Veroordeling wegens ontuchtige handelingen met minderjarige en mishandeling

In deze zaak heeft het gerechtshof Arnhem-Leeuwarden op 19 oktober 2021 uitspraak gedaan in hoger beroep tegen een vonnis van de rechtbank Gelderland. De verdachte is veroordeeld voor ontuchtige handelingen met zijn 7-jarige kleindochter, waaronder seksueel binnendringen, en voor mishandeling van haar. De feiten vonden plaats tussen 22 december 2018 en 26 december 2019 in Brummen. De rechtbank had de verdachte eerder veroordeeld tot een gevangenisstraf van 24 maanden, waarvan 12 maanden voorwaardelijk. Het hof heeft het vonnis van de rechtbank vernietigd en opnieuw recht gedaan, waarbij het hof de bewezenverklaring van de feiten heeft bevestigd. De verdachte heeft erkend ontuchtige handelingen te hebben gepleegd, maar ontkent dat er sprake was van seksueel binnendringen. Het hof oordeelt dat de handelingen van de verdachte, waaronder het aanraken van de schaamlippen van de minderjarige, wel degelijk als seksueel binnendringen moeten worden gekwalificeerd. De mishandeling is bewezen verklaard op basis van getuigenverklaringen en de verklaring van het slachtoffer. Het hof legt een gevangenisstraf op van 24 maanden, waarvan 12 maanden voorwaardelijk, en stelt bijzondere voorwaarden voor de proeftijd.
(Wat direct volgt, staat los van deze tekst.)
PR #94, opened 2022-08-25
CORGI-158 git clone

jasinner:
This switches the SCA task to use `git clone` instead of `git archive`. Unfortunately an update to dist-git meant that we wouldn't use `git archive` anymore.


JimFuller-RedHat:
LGTM

PR #95, opened 2022-08-25
Fix incorrect value for auto_accept

mprpic:
We are accepting messages (confirming we've received them and they
should be removed from the UMB queue) manually if we succeed in
scheduling a Celery task to process the message itself. So auto_accept
should be disabled.

Also, add an explicit setting to auto-settle all accepted messages (this
is the default) to indicate the application considers the delivery to be
complete.

Thanks @juspence for noticing this!


juspence (approved):
LGTM! Although it occurs to me we could re-raise any exception, after we release the message on line 74. Then the manage.py command would exit and the pod would restart.

This would trigger a SignalFX alert, so we'd know how many messages coming out of UMB are failing to get put onto our Redis queues / failing to schedule the slow_fetch_brew_build() task.

GitHub won't let me add suggestions outside of the diff :(

mprpic:
> LGTM! Although it occurs to me we could re-raise any exception, after we release the message on line 74. Then the manage.py command would exit and the pod would restart.
> 
> This would trigger a SignalFX alert, so we'd know how many messages coming out of UMB are failing to get put onto our Redis queues / failing to schedule the slow_fetch_brew_build() task.

I think it would be better to just log it in Splunk as an application-level error and create an alert for those messages specifically (we should figure out how to do this; I'm sure it's more or less the same as SignalFX with some clicky stuff in the web UI). We'll need to do it for other errors anyway since we shouldn't really bring down any pod that encounters an exception.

Tevens wordt de vordering van de benadeelde partij, die € 5.000,- bedraagt, volledig toegewezen.

Uitspraak

Afdeling strafrecht
Parketnummer: 21-003902-20
Uitspraak d.d.: 19 oktober 2021
TEGENSPRAAK
Verkort arrestvan de meervoudige kamer voor strafzaken van het gerechtshof Arnhem-Leeuwarden, zittingsplaats Arnhem, gewezen op het hoger beroep, ingesteld tegen het vonnis van de rechtbank Gelderland van 19 oktober 2020 met parketnummer 05-121639-20 in de strafzaak tegen

[verdachte] ,

geboren te [geboorteplaats ] op [geboortedag] 1959,
wonende te [woonplaats] .

Het hoger beroep

De verdachte heeft tegen het hiervoor genoemde vonnis hoger beroep ingesteld.

Onderzoek van de zaak

Dit arrest is gewezen naar aanleiding van het onderzoek op de terechtzitting van het hof van 5 oktober 2021 en, overeenkomstig het bepaalde bij artikel 422 van het Wetboek van Strafvordering, het onderzoek op de terechtzitting in eerste aanleg.
Het hof heeft kennisgenomen van de vordering van de advocaat-generaal. Deze vordering is na voorlezing aan het hof overgelegd. Het hof heeft voorts kennisgenomen van hetgeen door verdachte en zijn raadsman, mr. Ph.J.N. Aarnoudse, alsmede door mr. P.M. Breukink namens de benadeelde partij naar voren is gebracht.

Het vonnis waarvan beroep

Verdachte is door de rechtbank Gelderland veroordeeld ter zake van ontuchtige handelingen met een minderjarige jonger dan twaalf jaar, mede bestaande uit het seksueel binnendringen van het lichaam, terwijl de zorg van die minderjarige aan verdachte was toevertrouwd, alsmede mishandeling, tot een gevangenisstraf van 24 maanden, waarvan 12 maanden voorwaardelijk, met een proeftijd van drie jaar.
Het hof zal het vonnis waarvan beroep, gelet op het gewijzigde standpunt van de verdachte, vernietigen en opnieuw rechtdoen.

De tenlastelegging

Aan verdachte is tenlastegelegd dat:
1. primair
hij op één of meer tijdstippen in of omstreeks de periode van 22 december 2018 tot en met 26 december 2019 te Brummen, althans in Nederland, met [benadeelde] , geboren op [geboortedag] 2012, zijnde die [benadeelde] een aan zijn zorg en/of waakzaamheid toevertrouwde minderjarige, die toen de leeftijd van twaalf jaren nog niet had bereikt, een of meer handelingen heeft gepleegd, die bestonden uit of mede bestonden uit het seksueel binnendringen van het lichaam van die [benadeelde] , te weten het brengen van één of meer van zijn vingers tussen de schaamlippen van die [benadeelde] ;
1. subsidiair
hij op één of meer tijdstippen in of omstreeks de periode van 22 december 2018 tot en met 26 december 2019 te Brummen, althans in Nederland, ontucht heeft gepleegd met de aan zijn zorg, opleiding en/of waakzaamheid toevertrouwde minderjarige [benadeelde] , geboren op [geboortedag] 2012, door de vagina van die [benadeelde] te betasten; (art 249 lid 1 Wetboek van Strafrecht)
2.
hij op of omstreeks 26 december 2019 te Brummen, althans in Nederland, [benadeelde] heeft mishandeld door die [benadeelde] (hardhandig) (bij haar arm) vast te pakken en/of op de grond te laten vallen/duwen en/of te gooien;
Indien in de tenlastelegging taal- en/of schrijffouten voorkomen, zijn deze in de bewezenverklaring verbeterd. De verdachte is daardoor niet geschaad in de verdediging.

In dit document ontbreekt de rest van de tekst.